Gregory sah ihn mit einem kalten, forschenden Blick an.

 

»Ich bin sehr erstaunt«, sagte er kühl. »Wenn es nötig ist, so habe ich einen Zeugen, daß Foß mein Haus verließ. Aber ich möchte nicht gerne den Namen einer Dame in diese Angelegenheit verstricken. Miss Stella Mendoza war hier und hat mit mir zu Abend gespeist, wie Sie wahrscheinlich wissen, da Sie ja im nächsten Zimmer waren. Er ging vor ihr weg.«

 

»Und er kam wieder zurück«, sagte Mike.

 

»Ich habe ihn nicht wieder gesehen«, schrie der Baron heftig. »Wenn Sie jemanden finden, der ihn nach seinem ersten Besuch noch einmal in dieses Haus kommen sah, können Sie mich verhaften. Denken Sie vielleicht, ich habe ihn getötet?«

 

Mike antwortete nicht.

 

»Oben im Turm war eine Frau. Was ist aus ihr geworden?«

 

Sir Gregory feuchtete seine Lippen an, bevor er sprechen konnte.

 

»Die einzige Frau in dem Turm war eine kranke Dienerin.

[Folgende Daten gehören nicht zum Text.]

PR #426, opened 2021-01-24
Add doctrine dbal tracing support that is optional to enable

rjd22:
This is the tracing support for dbal. This also took me half a day figuring out how to make it optional to use and enable. The problem is that there is no clear way to enable tracing because there actually is no hook.

I cheated the system by replacing the symfony DbalLogger that is often used to log queries to monolog. So enabling this will actually disable that functionality. If someone else has an better idea feel free to help out I've been hitting my head on making this work better for 6 hours straight now and could not find any better way.

To use Dbal tracing you will have to enable the following options:

```
doctrine:
    dbal:
        logging: true

sentry:
    tracing:
        dbal_tracing: true
```

Good luck!


rjd22:
The only neat way we could fix the `Class Doctrine\DBAL\Logging\SQLLogger not found.`. Is to install the suggested dependencies for the test. This way we can also unit test the DbalListener.

ste93cry:
>install the suggested dependencies for the test

This is the way 👍

>I cheated the system by replacing the symfony DbalLogger that is often used to log queries to monolog

As far as I know, the Symfony Profiler works the same way by adding a custom SQL logger, which is the public-facing API nearest to where the actual query is really executed. During the past few days I also explored to hook into more low-level points like the driver or the entity manager itself so that we can get more precise tracing of different parts of Doctrine, but for an initial implementation of this feature what you did is more than enough imho

rjd22:
@ste93cry You can indeed wrap the whole driver with composition for more complex tracing en good example of this I found in the following opentracing bundle:

https://github.com/auxmoney/OpentracingBundle-Doctrine-DBAL

rjd22:
@ste93cry I added tests, I feel that this one is GTG

.github/workflows/tests.yaml
```diff
@@ -58,6 +58,7 @@ jobs:
       - run: composer remove --dev symfony/messenger --no-update
         if: matrix.symfony_constraint == '3.4.*' || matrix.composer_option == '--prefer-lowest'
       - run: composer update --no-progress --ansi ${{ matrix.composer_option }}
+      - run: composer suggests sentry/sentry-symfony --list | xargs -i composer require {}
```
ste93cry, line 61: If our code depends on another library, it should be part of our dependencies. Printing a note about a third-party package that enables additional features is a nice thing, but it doesn't mean anything in the context of dependency management

composer.json
```diff
@@ -51,7 +51,8 @@
         "vimeo/psalm": "^4.3"
     },
     "suggest": {
-        "monolog/monolog": "Allow sending log messages to Sentry by using the included Monolog handler."
+        "monolog/monolog": "Allow sending log messages to Sentry by using the included Monolog handler.",
+        "doctrine/dbal": "Trace DBAL queries with Sentry Transactions by using the included DbalListener"
```
ste93cry, line 55: I suggest to change the description to something like `Allow distributed tracing of SQL queries using Sentry`, which is also consistent with the other message

src/DependencyInjection/Compiler/ConnectDbalQueryListenerPass.php
```diff
@@ -0,0 +1,33 @@
...
+class ConnectDbalQueryListenerPass implements CompilerPassInterface
+{
+    /**
+     * @return void
+     */
+    public function process(ContainerBuilder $container)
+    {
+        $config = $container->getExtensionConfig('sentry');
+
+        $registerDbalListener = isset($config[0]['register_dbal_listener'])
```
ste93cry, line 22: It would maybe be better to have the definition of this service in the `services.xml` file and remove it if it's disabled: I like to have the most of the things registered in a single place for easy lookup rather than scattering around the codebase the declaration of the services, if not strictly needed

src/DependencyInjection/Configuration.php
```diff
@@ -37,6 +37,7 @@ public function getConfigTreeBuilder(): TreeBuilder
                     ->end()
                 ->end()
                 ->booleanNode('register_error_listener')->defaultTrue()->end()
+                ->booleanNode('register_dbal_listener')->defaultFalse()->end()
```
ste93cry, line 40: Rather than adding a new root-level config option, I was thinking about making a whole new section called `tracing` or `instrumentation` (not sure what the correct term would be, but I believe it depends on the context) with a `boolean` option for each kind of thing we support tracing for

ste93cry (changes requested):
Thank you for the hard work. I did a first pass of code review, my idea is to get this PR merged before reviewing the others so that we don't unnecessarily have to change the others based on agreements we decide here on the initial implementation of things

src/EventListener/Tracing/DbalListener.php
```diff
@@ -0,0 +1,62 @@
...
+use Doctrine\DBAL\Logging\SQLLogger;
+use Sentry\State\HubInterface;
+use Sentry\Tracing\Span;
+use Sentry\Tracing\SpanContext;
+
+/**
+ * Getting the logger, tied into dbal seems extremely hard. Cheating the system a bit by putting it in between the
+ * debug stack logger.
+ */
+final class DbalListener implements SQLLogger
```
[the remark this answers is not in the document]
rjd22: First thank you for your awesome review. I really appreciate working with you.

I was actually thinking about renaming them all to what they are doing, tracing stuff what do you think about moving the Tracing directory out of the EventListener directory and naming them:

DbalSqlLogTracer
KernelEventTracer
TwigTemplateRenderingTracer

This convey better what they are doing namely tracing stuf and what they are tracing. I will also leave more room for new tracers that might use completely different hoofs for tracing.

src/EventListener/Tracing/DbalListener.php
```diff
@@ -0,0 +1,62 @@
...
+    public function startQuery($sql, ?array $params = null, ?array $types = null)
+    {
+        $transaction = $this->hub->getTransaction();
+
+        if (!$transaction) {
+            return;
+        }
+
+        $spanContext = new SpanContext();
+        $spanContext->setOp('doctrine.query');
```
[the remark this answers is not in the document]
rjd22: I had a reason for using a vendor name. Namely being able to discern between different systems.

Sometimes because of migration you have multiple database systems in your software. And being able to see what system is running the query is helpful.

I'm not married with this idea tho. Might a compromise be adding system => doctrine.dbal as data and naming the Op=>db.query?

src/EventListener/Tracing/DbalListener.php
```diff
@@ -0,0 +1,62 @@
...
+        $spanContext->setDescription($sql);
+
+        $this->querySpan = $transaction->startChild($spanContext);
+    }
+
+    public function stopQuery()
+    {
+        if (!$this->querySpan instanceof Span) {
```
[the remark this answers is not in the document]
rjd22: I actually really like using instanceOf because static analyzers like this syntax because the know everything after the if must be an Span.

Would it be okay to leave it like this?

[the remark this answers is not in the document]
ste93cry: >static analyzers like this syntax because they know everything after the if must be an Span

Since the property has the `@var` annotation on it the static analyzers will already complain if you try to assign something else and, so this additional `instanceof` is already "satisfied". Plus, when we will be able to update the minimum required version of PHP to `7.4`, the language itself will provide this guarantee. At this point, the only check that really makes sense to do is guarding that the property is not null, which I find to be more expressive if it's a comparison with the expected value

src/EventListener/Tracing/DbalListener.php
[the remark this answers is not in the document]
ste93cry: >I had a reason for using a vendor name. Namely being able to discern between different systems

I agree, but my thoughs are: what the trace represents is a query (either SQL or a generic database query, can be a MongoDB query or whatever else) while what produces that query is something that should be explained using values persisted in the tags or in the extra data of the span. As a personal opinion, I think that follow the [OpenTracing specs](https://github.com/open-telemetry/opentelemetry-specification/blob/master/specification/trace/semantic_conventions/database.md) (we don't have to blindly follow them since Sentry is not an implementation of them of course) in regards to those fields would be a plus if in the future Sentry will go towards that direction for the APIs

src/EventListener/Tracing/DbalListener.php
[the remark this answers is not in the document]
ste93cry: >what do you think about moving the Tracing directory out of the EventListener directory

Absolutely agree with this, I forgot to ask it in the code review but it would have been part of the next round of requested changes 😬 

>This convey better what they are doing namely tracing stuf and what they are tracing

I would prefer to name the class either `SqlTracerLogger` or `DbalSqlTracerLogger`, because it's effectively a logger that traces things

src/DependencyInjection/Compiler/ConnectDbalQueryListenerPass.php
rjd22: I think this is not possible. The problem is that we're replacing a dependency of doctrine. If we do it like you said we end up first replacing it and then removing it also removing the doctrine dependency itself.

Imo allow-listing stuff is always safer than deny-listing in case of inter bundle dependencies.

src/DependencyInjection/Configuration.php
rjd22: Good idea!

src/DependencyInjection/Compiler/ConnectDbalQueryListenerPass.php
```diff
@@ -0,0 +1,33 @@
...
+use Sentry\SentryBundle\EventListener\Tracing\DbalListener;
+use Sentry\State\HubInterface;
+use Symfony\Component\DependencyInjection\Compiler\CompilerPassInterface;
+use Symfony\Component\DependencyInjection\ContainerBuilder;
+use Symfony\Component\DependencyInjection\Definition;
+
+class ConnectDbalQueryListenerPass implements CompilerPassInterface
+{
+    /**
+     * @return void
```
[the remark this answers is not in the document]
rjd22: Had to still add the return type for PHPStan. Adding a typehint to the method would result in a interface mismatch.

rjd22:
I applied the changes you requested.

src/DependencyInjection/Compiler/ConnectDbalQueryListenerPass.php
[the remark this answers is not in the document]
ste93cry: >Adding a typehint to the method would result in a interface mismatch

This is allowed by PHP and valid according to the https://3v4l.org/RDGjm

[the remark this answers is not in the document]
rjd22: Fixed, thanks for checking!

src/DependencyInjection/Compiler/ConnectDbalQueryListenerPass.php
Jean85: Why are we replacing a Doctrine dependency? We should add on top, not interfere.

rjd22: @Jean85 At this moment the DoctrineBundle doesn't have any other integration point for SQL loggers as the set is fixed. This was the most easy and save integration point that would be okay to replace.

I've made a ticket with the DoctrineBundle that explains the problem better but I'm unsure if I have the time and energy to fix this also:

https://github.com/doctrine/DoctrineBundle/issues/1280

src/Tracing/DbalSqlTracingLogger.php
```diff
@@ -0,0 +1,65 @@
...
+    /**
+     * {@inheritdoc}
+     */
+    public function stopQuery()
+    {
+        if (null === $this->span) {
+            return;
+        }
+
+        $this->span->finish();
```
ste93cry, line 63: To avoid holding a reference to the instance beyond what's necessary (the sending of the span as part of the parent transaction), we could reset to `null` the `$span` property

tests/Tracing/DbalSqlTracingLoggerTest.php
```diff
@@ -0,0 +1,85 @@
...
+        $this->listener = new DbalSqlTracingLogger($this->hub);
+    }
+
+    public function testThatDbalStartQueryIgnoresTracingWhenTransactionIsNotStarted(): void
+    {
+        $this->hub->expects($this->once())
+            ->method('getTransaction')
+            ->willReturn(null);
+
+        $this->listener->startQuery('');
```
ste93cry, line 38: I would pass `SELECT * FROM orders` as value (it's just an example query I took from the [OpenTracing specs document](https://github.com/open-telemetry/opentelemetry-specification/blob/67aebda9c3f6ea1007cd964a35122e9a13b8f4b6/specification/trace/semantic_conventions/database.md#mysql)), I know it means nothing but it somehow makes the code feel "real". Also, the same change should be applied everywhere the `startQuery()` method is called

tests/Tracing/DbalSqlTracingLoggerTest.php
```diff
@@ -0,0 +1,85 @@
...
+    }
+
+    public function testThatDbalStopQueryIgnoresTracingWhenChildSpanWasNotStarted(): void
```
ste93cry, line 41: Please rename this method to `testStopQueryDoesNothingIfTransactionIsNotStarted`

tests/Tracing/DbalSqlTracingLoggerTest.php
```diff
@@ -0,0 +1,85 @@
...
+    {
+        $this->hub->expects($this->once())
+            ->method('getTransaction')
+            ->willReturn(null);
+
+        $this->listener->startQuery('');
+        $this->listener->stopQuery();
+    }
+
+    public function testThatDbalStartQueryAttachesAChildSpanWhenTransactionStarted(): void
```
ste93cry, line 51: There are multiple things we want to assert:

- When `stopQuery()` is called, get span is correctly closed
- When `stopQuery()` is called, the span should have all the information that have been set through its the `SpanContext`

As a last thing, please rename this method to `testStartQueryAttachesChildSpanWhenTransactionIsStarted`

tests/Tracing/DbalSqlTracingLoggerTest.php
```diff
@@ -0,0 +1,85 @@
...
+
+        $this->listener->startQuery('');
+
+        $spans = $transaction->getSpanRecorder()->getSpans();
+
+        $this->assertCount(2, $spans);
+        $this->assertNull($spans['1']->getEndTimestamp());
+    }
+
+    public function testThatDbalStopQueryFinishesTheChildSpanWhenChildSpanStarted(): void
```
ste93cry, line 68: Once the previous test asserts all the requested things, this one becomes useless and can be deleted

ste93cry (changes requested):

ste93cry:
Before I forget as usual, can you please also add a CHANGELOG entry with a reference to this PR?

src/DependencyInjection/Compiler/ConnectDbalQueryListenerPass.php
ste93cry: We should definitely not override the service, this is not acceptable for end users that may be using already a customized logger. We can decorate the existing service with the `Doctrine\DBAL\Logging\ChainLogger` class (if the service itself is not already an instance of it) and then add the logger. We will have to handle a few cases (absence of the addLogger method in newer versions for example), but it should be feasible until someone will step up in `DoctrineBundle` and improve things right there

src/Tracing/DbalSqlTracingLogger.php
```diff
@@ -0,0 +1,65 @@
...
+
+        if (!$transaction instanceof Transaction) {
+            return;
+        }
+
+        $spanContext = new SpanContext();
+        $spanContext->setOp('db.query');
+        $spanContext->setDescription($sql);
+        $spanContext->setData([
+            'db.system' => 'doctrine',
```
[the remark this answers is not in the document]
Jean85: Maybe DBAL is a better indication?

rjd22:
@ste93cry @Jean85 Okay, I'm going to be very honest here. I'm a freelance developer and doing this in my free time. I've been trough 2 review passes already and am burned out. Contributing is not easy and I've now spend 40 of my hours researching making PR's and applying review comments. I'm not getting paid for this.

I might come back later for this, after I recharged...

ste93cry:
First of all, I wanna thank you for the help you gave us until now

>I'm a freelance developer and doing this in my free time

As you know, Sentry is a company, however most of the contributors of this package like you do this in their free time without getting paid. Myself is not getting paid for this, I do it both to contribute back to the community and because I like the product and I feel that working on it is satisfying. Even though, and I know this, often I leave a lot of comments which someone (or a lot of people) may find uninteresting and/or unuseful, I strongly want to keep the code standard and quality of this package the highest I can and this means usually going through many review and changes. Some of these changes are indeed opinionable personal preference and I will try to make my best in the future to improve on this and instead make them myself to not bother people.

> If you have the time to apply the last touches, please do so :).

Sure, once I will have a bit of free time during these days I will happily do it :+1:

rjd22:
@ste93cry thank you for your understanding answer. Could you and @Jean85 make time to check if all the open comments now are all you want changed?

If so I will make one last commit that applies them.

src/Tracing/DbalSqlTracingLogger.php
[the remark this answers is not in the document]
rjd22: @Jean85 @ste93cry If you're okay with it I would leave it as is. Both the doctrine orm and doctrine migrations use the dbal as layer. So naming it Dbal might be confusing for the developer.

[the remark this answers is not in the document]
ste93cry: As I said, I don't personally see what value brings knowing that a certain package started this query, as a user, in case, I would be more interested in knowing to which database system the query is gonna be run on. Anyway, to avoid focusing too much on this, feel free to do what you think is the best thing. Considering we don't know yet what the users expect from the tracing feature, we can always change or improve things later :wink:

ste93cry:
I cannot promise that these changes will be the last, even though I think that after them we should be ok. As I replied above, if you don't have the time to work on this anymore I will anyway step up and end the work because it's indeed something we want to merge and that in the good and in the bad I strongly believe that is a good starting point

src/DependencyInjection/Compiler/ConnectDbalQueryListenerPass.php
rjd22: @ste93cry @Jean85 hoe would you solve this then? Sadly there is on other stable integration point. And I feel that rebuilding the DbalLogger on our own is risky because the implementation can change.

But I don't know of a nice way to rename the id of a dependency so that I can wrap it in the ChainSQLLogger to together with ours. And then place it on the dependency id of the DbalSqlLogger.

ste93cry: I pushed some changes to try making the code work with the `ChainLogger` logger. It kinda works, apart from the failing build on PHP 7.2 due to the fact that I based the code on a too recent version of `doctrine/dbal`. Anyway, I am now convinced more that this approach is quite limiting and may not be the best at all for our use-case as we miss a lot of information in the logger (e.g. the database platform). More, having to maintain here the logic to discern what type of SQL logger is already in use and act accordingly to inject our is error-prone, hard and will make maintenance an hell

rjd22: @ste93cry Yep, I agree. The only other option I see if you want more information on the query it wrapping the whole DbalConnection like it done in: https://github.com/auxmoney/OpentracingBundle-Doctrine-DBAL . But I do feel this does add a lot more complexity.

My question would be: Is all this extra complexity worth the added information in your eyes.

src/DependencyInjection/Compiler/DbalSqlTracingLoggerPass.php
```diff
@@ -0,0 +1,90 @@
...
+
+        return null;
+    }
+
+    /**
+     * @param Reference|Definition $loggerDefinition The service definition
+     *
+     * @return Reference|Definition
+     */
+    private function addTracingLoggerToConnectionConfiguration(ContainerBuilder $container, $loggerDefinition)
```
rjd22, line 70: Just a question because I'm unsure myself. But can't we use decoration to wrap the DbalSqlLogger? Wouldn't this simplify this the wrapping by a lot?

https://symfony.com/doc/current/service_container/service_decoration.html

src/DependencyInjection/Compiler/ConnectDbalQueryListenerPass.php
ste93cry: >The only other option I see if you want more information on the query it wrapping the whole DbalConnection

I already have a POC based on this PR that works (right now just for the [`Connection::query()`](https://github.com/doctrine/dbal/blob/715a39150cbf961d7ce19b3f1783f6a76a01afe5/lib/Doctrine/DBAL/Driver/Connection.php#L29) method, but it's just a matter of finishing the work). To wrap the driver connection I chose a different approach from the bundle you found because I didn't like at all that they listen to the `postConnect` event to replace the instance of the driver connection using reflection, but the result is the same

>My question would be: Is all this extra complexity worth the added information in your eyes?

Yes, while there are more "moving parts" in wrapping the driver connection, it's a cleaner approach for a few reasons:

- The extension point that allows to wrap the driver connection looks cleaner and more simpler to use than the one of the SQL logger because it already works on the concept of middlewares and therefore we just have to return a wrapped instance: no more code that checks if the logger is an instance of `LoggerChain`, etc
- Since there may be multiple SQL loggers attached to a single connection, the trace may not be enough precise because its timing would take into account things that happen after starting the span depending on the position in the chain in which our logger has been inserted. While it's true that the same thing could happen by wrapping the driver connection, I find this less likely and we're anyway more close to where the query statement is really launched
- Wrapping the driver connection opens more opportunities of having at least a way for accessing additional information which for sure aren't available in the SQL logger, and will allow us to report more precise traces

src/DependencyInjection/Compiler/DbalSqlTracingLoggerPass.php
ste93cry: We cannot because:

- The `LoggerChain` implementation changed in `2.10` and deprecated the old way to add a logger to the chain, so we have to programmatically discern which version of Doctrine DBAL it's running and act accordingly (I didn't do it here, that's the reason of the failing build)
- The whole point is avoiding to wrap an existing `LoggerChain` into another one, as performances may be impacted (even though I think it would be negligible). Another fact for this messy code is that I wanted to try my best to put our own logger as the last in the chain so that the trace is not affected too much by third parties code

src/DependencyInjection/Compiler/ConnectDbalQueryListenerPass.php
rjd22: @ste93cry Awesome, thanks for your hard work! I look forward to seeing the solution you came up with.

src/DependencyInjection/Compiler/DbalTracingPass.php
```diff
@@ -0,0 +1,87 @@
...
+
+        /** @var string[] $connectionsToTrace */
+        $connectionsToTrace = $container->getParameter('sentry.tracing.dbal.connections');
+
+        foreach ($connectionsToTrace as $connectionName) {
+            if (!\in_array(sprintf(self::CONNECTION_SERVICE_NAME_FORMAT, $connectionName), $connections, true)) {
+                continue;
+            }
+
+            if (version_compare(PrettyVersions::getVersion('doctrine/dbal')->getPrettyVersion(), '3.0.0', '>=')) {
```
Jean85, line 49: The pretty version may not be a simple version here. If you start using a non-tagged version of DBAL this check will fail.

src/aliases.php
```diff
@@ -55,3 +65,22 @@ class_alias(FilterControllerEvent::class, RequestListenerControllerEvent::class)
         class_alias(GetResponseEvent::class, SubRequestListenerRequestEvent::class);
     }
 }
+
+if (class_exists(Connection::class)) {
+    $doctrineVersion = PrettyVersions::getVersion('doctrine/dbal')->getPrettyVersion();
+
+    if (version_compare($doctrineVersion, '3.0.0', '<') && !class_exists(Result::class, false)) {
```
Jean85, line 72: Same here... couldn't we check the presence of some class to obtain the same result?

Jean85 (changes requested):

src/aliases.php
ste93cry: Agree, I will check for the existence of the `Doctrine\DBAL\Driver\ResultStatement` class which got removed starting from version `3.0`. This should give us enough confidence that we're on the right version for the test

src/DependencyInjection/Compiler/DbalTracingPass.php
ste93cry: Right, I didn't think about it, even though I think it's unlikely someone uses a development version of this dependency

ste93cry:
I can't believe I finally got the build green! PR should be ready now for the review, I tried it by using a SQLite in-memory database and it worked quite well, although there are probably many things that can be improved. @rjd22 it would be awersome if you could take a look and try it 😃

composer.json
```diff
@@ -51,7 +53,8 @@
         "vimeo/psalm": "^4.3"
     },
     "suggest": {
-        "monolog/monolog": "Allow sending log messages to Sentry by using the included Monolog handler."
+        "monolog/monolog": "Allow sending log messages to Sentry by using the included Monolog handler.",
+        "doctrine/dbal": "Allow distributed tracing of SQL queries using Sentry."
```
Jean85, line 57: Shouldn't we suggest the Doctrine bundle instead? IIRC all this stuff works automagically only with it active...

src/DependencyInjection/SentryExtension.php
```diff
@@ -149,6 +153,24 @@ private function registerMessengerListenerConfiguration(ContainerBuilder $contai
...
 
+    /**
+     * @param array<string, mixed> $config
+     */
+    private function registerTracingConfiguration(ContainerBuilder $container, array $config): void
+    {
+        $isConfigEnabled = $this->isConfigEnabled($container, $config['dbal']);
+
+        if ($isConfigEnabled && !class_exists(DoctrineBundle::class)) {
+            throw new LogicException('DBAL tracing support cannot be enabled as the DoctrineBundle bundle is not installed.');
```
Jean85, line 164:
```suggestion
            throw new LogicException('DBAL tracing support cannot be enabled automatically as the DoctrineBundle bundle is not installed.');
```

src/SentryBundle.php
```diff
@@ -4,9 +4,18 @@
...
 use Symfony\Component\HttpKernel\Bundle\Bundle;
 
 final class SentryBundle extends Bundle
 {
     public const SDK_IDENTIFIER = 'sentry.php.symfony';
+
+    public function build(ContainerBuilder $container): void
+    {
+        parent::build($container);
+
```
Jean85, line 18: IIRC the parent method is empty
```suggestion
```

src/Tracing/Doctrine/DBAL/TracingDriver.php
```diff
@@ -0,0 +1,142 @@
...
+use Doctrine\DBAL\Platforms\AbstractPlatform;
+use Doctrine\DBAL\VersionAwarePlatformDriver as VersionAwarePlatformDriverInterface;
+use Sentry\State\HubInterface;
+
+/**
+ * This is a simple implementation of the {@see DriverInterface} interface that
+ * decorates an existing driver to support distributed tracing capabilities.
+ * This implementation IS and MUST be compatible with all versions of Doctrine
+ * DBAL >= 2.11.
+ *
```
Jean85, line 23: I would add a reference to the 2.10 implementation with a `@see` tag here

src/Tracing/Doctrine/DBAL/TracingDriverConnection.php
```diff
@@ -0,0 +1,256 @@
...
+use Doctrine\DBAL\Driver\Connection as DriverConnectionInterface;
+use Doctrine\DBAL\Driver\Result;
+use Doctrine\DBAL\Driver\Statement;
+use Doctrine\DBAL\ParameterType;
+use Sentry\State\HubInterface;
+use Sentry\Tracing\SpanContext;
+
+/**
+ * This implementation wraps a driver connection and adds distributed tracing
+ * capabilities to Doctrine DBAL.
```
Jean85, line 16: Which version of DBAL uses this? If not all of them, I would write it here

src/Tracing/Doctrine/DBAL/TracingDriverConnection.php
```diff
@@ -0,0 +1,256 @@
...
+
+    /**
+     * @internal
+     */
+    public const SPAN_OP_TRANSACTION_COMMIT = 'sql.transaction.commit';
+
+    /**
+     * @internal
+     */
+    public const SPAN_OP_TRANSACTION_ROLLBACK = 'sql.transaciton.rollback';
```
Jean85, line 48:
```suggestion
    public const SPAN_OP_TRANSACTION_ROLLBACK = 'sql.transaction.rollback';
```

src/Tracing/Doctrine/DBAL/TracingDriverConnection.php
```diff
@@ -0,0 +1,256 @@
...
+            }
+        }
+    }
+
+    /**
+     * @see https://github.com/open-telemetry/opentelemetry-specification/blob/main/specification/trace/semantic_conventions/database.md
+     *
+     * @return array<string, string>
+     */
+    private function getSpanTags(): array
```
Jean85, line 224: Shouldn't we memoize the result of this function? As far as I can see, the inputs don't change...

tests/DependencyInjection/Compiler/DbalTracingPassTest.php
```diff
@@ -0,0 +1,134 @@
...
+use Sentry\SentryBundle\Tracing\Doctrine\DBAL\TracingDriverMiddleware;
+use Symfony\Component\DependencyInjection\ContainerBuilder;
+use Symfony\Component\DependencyInjection\Definition;
+use Symfony\Component\DependencyInjection\Reference;
+
+final class DbalTracingPassTest extends DoctrineTestCase
+{
+    public function testProcessWithDoctrineDBALVersionAtLeast30(): void
+    {
+        if (!$this->isDoctrineDBALVersion3Installed()) {
```
Jean85, line 21: Should we test for the complete absence of Doctrine? Maybe with a dedicated CI job?

Jean85 (changes requested):

src/SentryBundle.php
rjd22: @Jean85 You never know if something is added later. Best is to always call to parent in these cases if you don't control the Dependency.

ste93cry: This seems a good reason to leave the call as-is. I checked other bundles and even if it's not an indicator that one thing is either correct or not, they do the same

src/DependencyInjection/SentryExtension.php
ste93cry: Adding the word "automatically" implies that if that package is installed the tracing would get enabled by default, which is not true and must not be true

src/Tracing/Doctrine/DBAL/TracingDriver.php
ste93cry: The comment seems clear enough to me and everyone can just go in the `doctrine/dbal` repository, choose the `2.10` tag and see the implementation of the interface at that time. What value does adding such link brings to the reader?

src/Tracing/Doctrine/DBAL/TracingDriverConnection.php
ste93cry: I added the same note written for the `TracingDriver` class that makes clear that the interface must be compatible with all versions `>= 2.10`

tests/DependencyInjection/Compiler/DbalTracingPassTest.php
ste93cry: Yes, definitely! I added a job to the CI to re-run all the tests after removing the optional packages (Messenger component, Doctrine DBAL), maybe we could use the `@group` annotation to avoid re-running the full test suite, but considering that some tests are mixed with other things, I didn't bother investigating the feasability. Also, it may be worth at some point to extract the support of distributed tracing for third parties to another repo/package because right now there is a lot of code to avoid the tests to break entirely if the dependency is not installed and consequently the maintenance cost is rising (just look at how many attempts it took to make it work for all PHP versions and with/without packages installed)

src/Tracing/Doctrine/DBAL/TracingDriverConnection.php
ste93cry: Yes, it makes sense. I've updated the code accordingly

Jean85 (approved):
Code LGTM, great work both of you!

Only thing that I would add is a reference to the new config option.

ste93cry:
Where would you add it? The only place I see that makes sense is the documentation on the official website

Jean85:
I would put the default values with a comment here: https://github.com/getsentry/sentry-symfony#configuration-of-the-sdk

ste93cry:
Are we sure we want to do that? The direction I would like to take as already done for Monolog is moving all documentation besides the install instruction to https://github.com/getsentry/sentry-docs to avoid having to maintain in one place only the docs, so I would like to avoid adding more things in the README

Jean85:
I'm :+1: on moving that stuff to the docs if we leave a clear reference to it. Obviously it should end up in a different PR.

rjd22:
@Jean85 @ste93cry thank you for all the work! It's great to see this one merged. Maybe it would be best to look over the main one after this one and finish with the twig tracing:

https://github.com/getsentry/sentry-symfony/pull/423

VincentLanglet:
Hi @rjd22 Could some documentation of this option be added in the Readme ?

PR #429, opened 2021-01-26
Rename the ConsoleCommandListener class to ConsoleListener

ste93cry:
Small change that deprecates the `Sentry\SentryBundle\EventListener\ConsoleCommandListener` class (and service) in favor of `Sentry\SentryBundle\EventListener\ConsoleListener`. The reason behind it is that the event listener actually handles more than just an event related to the specific command


Jean85 (approved):

Jean85:
Static analysis is failing though.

Sie ist nicht mehr hier.«

 

»Das möchte ich gerne selbst sehen«, sagte Mike.

 

Eine Sekunde lang blickte Gregory nach Bhags Zelle. Dann sagte er:

 

»Gut, folgen Sie mir.«

 

Er ging in den Gang, wandte sich aber nicht zur Halle, sondern in entgegengesetzte Richtung. Zehn Schritte weiter unten hielt er an und öffnete eine Tür, die so unauffällig in der Vertäfelung angebracht war und so im Schatten zwischen den beiden Lichtern lag, die den Korridor erhellten, daß es schwer war, ihr Vorhandensein zu entdecken. Er drehte ein Licht an, und Mike sah eine lange Flucht von Stufen, die rückwärts zur Halle führten.

 

Als er dem Baron folgte, erkannte er, daß der »Turm« nur eine Illusion war. Es war nur von der Vorderseite des Hauses aus ein Turm. Sonst war es ein Anbau von zwei engen Stockwerken an den einen Flügel.

 

Sie gingen durch eine Tür, dann eine Wendeltreppe hoch und kamen zu dem Gang, auf dem Mike in der letzten Nacht den lauernden Bhag gesehen hatte.

 

»Hier ist das Zimmer«, sagte Penne und öffnete eine Tür.